# Living in Malaysia with DP10 Visa for Indians.



## pks.2010 (May 7, 2014)

Hi there..
I was in The UK for a few years but had to return to India due to family reasons. 
Now circumstances have changed and am again aspiring to move abroad for a better future and living. 
I have recently been offered to secure DP10 Visa. So thought of getting some wise opinions from this forum..and worth of this move...prospects for other Asians in Malaysia..anything specific to be kept in mind..etc.
..Regards Praveen


----------



## anonserg (May 13, 2014)

Dp10 work permit is usually issued through the employer offering you the position or unless you are setting up a company here. 

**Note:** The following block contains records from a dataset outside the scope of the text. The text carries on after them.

PR #172, opened 2019-11-16
Allow to select the translations to be installed with Birdtray

Abestanis:
Adds the ability to select which translations should get installed from the Windows installer.

Updated component selection page of the installer


Abestanis:
With #176 merged, we are also now able to display readable names for the translations:
Installer page: Birdtray translations selection

PR #173, opened 2019-11-16
Convert tab indentations to space

Abestanis:
As requested in [#161 (comment)](https://github.com/gyunaev/birdtray/pull/161#discussion_r347086177).
I also found tabs in `src/colorbutton.*`.

### DIFF
--- a/src/morkparser.cpp
+++ b/src/morkparser.cpp
@@ -66,8 +66,8 @@ private:
 
 MorkParser::MorkParser( int DefaultScope )
 {
-	initVars();
-	defaultScope_ = DefaultScope;
+    initVars();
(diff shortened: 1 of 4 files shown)


src/morkparser.cpp
```diff
@@ -802,5 +802,5 @@ int MorkParser::dumpMorkFile( const QString& filename )
         printf("\n\n" );
     }
 
-    return 0;
+    return EXIT_SUCCESS;
```
Abestanis: I forgot to commit this in #162 so I'm including it here. `EXIT_SUCCESS` is defined to `0`, so this is **not** a change in behaviour.

PR #211, opened 2019-12-10
Show warnings about problems parsing mail accounts as a tooltip on the tray icon

Abestanis:
Previously, we showed a red `X` in the icon, if the parsing of one account failed, even if we could parse the unread count from other accounts.

We now don't abort the parsing process, if only one account couldn't be parsed. If a problem occurs, we show an exclamation mark in the icon:
Icon with warning
Icon with unread count and warning
Additionally, a tooltip is added with the problem description:
Warning tooltip
<details>
<summary>Problematic accounts are also marked in the settings.</summary>

Accounts list with warning
</details>

If anybody has a better color combination for the exclamation mark, let me know. I'm not an artist and this is the best I could come up with that was still readable on the small icon.

### DIFF
--- a/CMakeLists.txt
+++ b/CMakeLists.txt
@@ -37,7 +37,7 @@ endif(NOT Qt5LinguistTools_FOUND)
 if(WIN32)
     set(EXECUTABLE_OPTIONS WIN32)
     ENABLE_LANGUAGE(RC)
-    add_definitions(-DUNICODE)
+    add_definitions(-DUNICODE -DNOMINMAX)
     set(PLATFORM_SOURCES src/windowtools_win.cpp src/birdtrayeventfilter.cpp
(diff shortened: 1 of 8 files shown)


gyunaev:
Can you just append "!" to the unread email count? This way it would be drawn as a text line and always visible (because the users would choose contrast font color and icon). Would be a bit simpler too.

Abestanis:
That is a good idea. I tried it out, but I'm a bit worried about the visibility.

I don't mean the contrast to the background. This is supposed to be a warning indicator, but it is not really recognizable if it is the same color as the unread counter text. It also gets really hard to notice, once the number of unread mails is greater than 99. I've made a few screenshots, the first four were made with the current code, the other ones with your suggestion.


1Current 10Current 100Current 1000Current

1New 10New 100New 1000New

Issue #191, opened 2019-11-28
Feature request: Option to always start ignoring unread mails


Mintulix:
**Description**
I'd like to see the behaviour to only show new mails during a session and ignore old unread mails without selecting this manually from the menu.
There should be an option or command-line start parameter to ignore these unread mails automatically.

**Example**
44 unread mails in your selected msf-accounts when starting birdtray.
During a session two new mails are coming in -> counter should count "2" and/or icon is changing to show there are new unread mails.
When I terminate birdtray and start it again, the counter should be at zero again. Also zero when I reduce the unread mails "below zero".

gyunaev:
You're welcome to submit a patch.

Mintulix:
Ok, I think I found a solution, at least for me (without GUI option to turn it off):

In trayicon you need two new variables, initialized like that:
```
TrayIcon::TrayIcon(bool showSettings)
...
    mFirstRun = true;
    mMyUnreadEmails = 0;
```
Code changes are in unreadCounterUpdate only:
```
void TrayIcon::unreadCounterUpdate( unsigned int total, QColor color )
{
    // total at this point and in every loop is the real actual unread email value (e.g. 26)
    // It is manipulated here to set the tray value mUnreadCounter to another value (zero at the beginning)
    if (mFirstRun) {
        // Saving the old value (just on the first loop)
        mMyUnreadEmails = total;
        // Set unread emails to zero
        total = 0;
        mFirstRun = false;
    }
    // If the new value is greater then the saved one, show the difference (e.g. 2 = 28 - 26)
    if (total > mMyUnreadEmails) {
        total = total - mMyUnreadEmails;
    } else {
    // If the new value is equal or less then the saved one, leave it at zero and adjust mMyUnreadEmails to the new value
    // (e.g. read 4 of my 28 unread emails -> new base value is 24. Tray value is zero. New email comes in -> 1 = 25 - 24)
        if (total > 0) {
            mMyUnreadEmails = total;
            total = 0;
        }
    }

    Utils::debug("unreadCounterUpdate %d", total );
    mUnreadCounter = total;
    mUnreadColor = color;

    updateIcon();
}
```
For other users the new code-part has to be surrounded by an option that could be switched in the GUI.

gyunaev:
As I have said, please submit a proper patch via pull request.

Abestanis:
@Mintulix If you don't feel like you are up to the task, I could create a pull request for you, when I have the time.

[...]

PR #212, opened 2019-12-11
Add option to ignore unread mails at startup (by @Mintulix)

Abestanis:
This implements @Mintulix idea from #191 to add an option to ignore unread emails that already exist when Birdtray starts.

This is disabled by default. It can be enabled via a settings in the monitoring tab:
<details>
<summary>Image</summary>

Monitoring tab in settings with new option
</details>

@Mintulix Can you please test that this still works as you intended?


Mintulix:
Hi @Abestanis , that was quick! I made the same tests like with my code, and it seems to work great. Thank you also for refining the code.
I hope someone else finds this option useful...

PR #213, opened 2019-12-18
For issue 126, use this script

pablo-blueoakdb:
This _pull request_ requests two items:

1. The creation of **contrib/** and
2. Seeding it with the new shell script _gen_birdtray_accounts_

ps:  This is my first ever use of github so all feedback welcomed!


gyunaev:
Please create a subdirectory, i.e. contrib/auto-config-generator or something like that, and move the files there. You can commit into the same pull request.

PR #222, opened 2020-01-07
Add a "Don't ask again" button to the "No accounts configured" dialog

### LINKED ISSUE #216: make birdtray usable without using its monitoring capabilities
If you do not configure monitoring (or had it configured but chose to "disable" it again), birdtray keeps asking if you'd like to set up folders for monitoring on startup. Due to a few open issues, I'd like to resort to Thunderbird's notifications entirely and leave monitoring off in birdtray.

If this behaviour is by design, I request to change it, for example ask only once and refer to the settings. If its a bug, you now know about it. :)

Abestanis:
This closes #216. The new `Don't ask again` button allows to disable the dialog.

### DIFF
--- a/src/settings.cpp
+++ b/src/settings.cpp
@@ -46,6 +46,7 @@ Settings::Settings(bool verboseOutput)
     mLaunchThunderbirdDelay = 0;
     mShowUnreadEmailCount = true;
     ignoreStartUnreadCount = false;
+    showDialogIfNoAccountsConfigured = true;
     mThunderbirdWindowMatch = "- Mozilla Thunderbird";
     mNotificationMinimumFontSize = 4;
     mNotificationMaximumFontSize = 512;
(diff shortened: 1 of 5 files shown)


gyunaev:
The checking code is kinda ugly. Maybe better to add:

questionDialog.addButton( tr("Don't ask again"),  QMessageBox::DestructiveRole );

and then check questionDialog.result() to see which one of three buttons was clicked? Would probably streamline/simplify the code a bit.

Abestanis:
That could work, but [`MessageDialog::result()`](https://doc.qt.io/qt-5/qdialog.html#result) returns ` QMessageBox::StandardButton::NoButton` if the user presses the `Don't try again` button, which would make the check confusing and also doesn't change mutch of the checking code:

```c++
questionDialog.addButton(tr("Don't ask again"), QMessageBox::DestructiveRole);
showSettings = questionDialog.exec() == QMessageBox::Yes;
if (questionDialog.result() == QMessageBox::NoButton) {
    settings->showDialogIfNoAccountsConfigured = false;
    settings->save();
}
```

gyunaev:
switch ( questionDialog.result() )

 case QMessageBox::Yes:
   show settings

case QMessageBox::NoButton:
  set the flag and save

Abestanis:
Ah, you want to completely replace the `No` button with the `Don't try again` button?

gyunaev:
No, "no" would do nothing in this switch as there's no action.

Abestanis:
Sorry, I don't see how you would integrate the other checks into the switch. I think you should be able to push changes to this branch if you want to make the changes yourself, otherwise it's probably easier if you close this pull request and you create a new one.

gyunaev:
Will change it later.

PR #225, opened 2020-01-07
Add missing German translation 🌐

Abestanis:
This adds a missing German translation that was supposed to be included in #223.


gyunaev:
Please commit translations and documentation updates directly :) no need for pull req for this.

Abestanis:
Ok, will do so in the future. :)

Job prospect for foreigners is better especially the more senior position. As for living your life here, over the years the country has improved so much it is not hard to find an expat community especially in KL (its all over the city)


----------



## pks.2010 (May 7, 2014)

Thanks a lot for your reply. 
How much does it really matter for anyone who knows just English and Hindi? Will he/she be facing major issues not knowing the countries national language?
Regards


----------



## anonserg (May 13, 2014)

pks.2010 said:


> Thanks a lot for your reply.
> How much does it really matter for anyone who knows just English and Hindi? Will he/she be facing major issues not knowing the countries national language?
> Regards


major issues definitely not. minor yes. depending on which community u are in tho. most people in KL and its suburbs speak or at least understand english so surely ull do ok.

the are many local english newspapers in the country and they have a significant share of daily circulation. same goes to local english radio stations. hope those give u an idea how english is widely used in the country


----------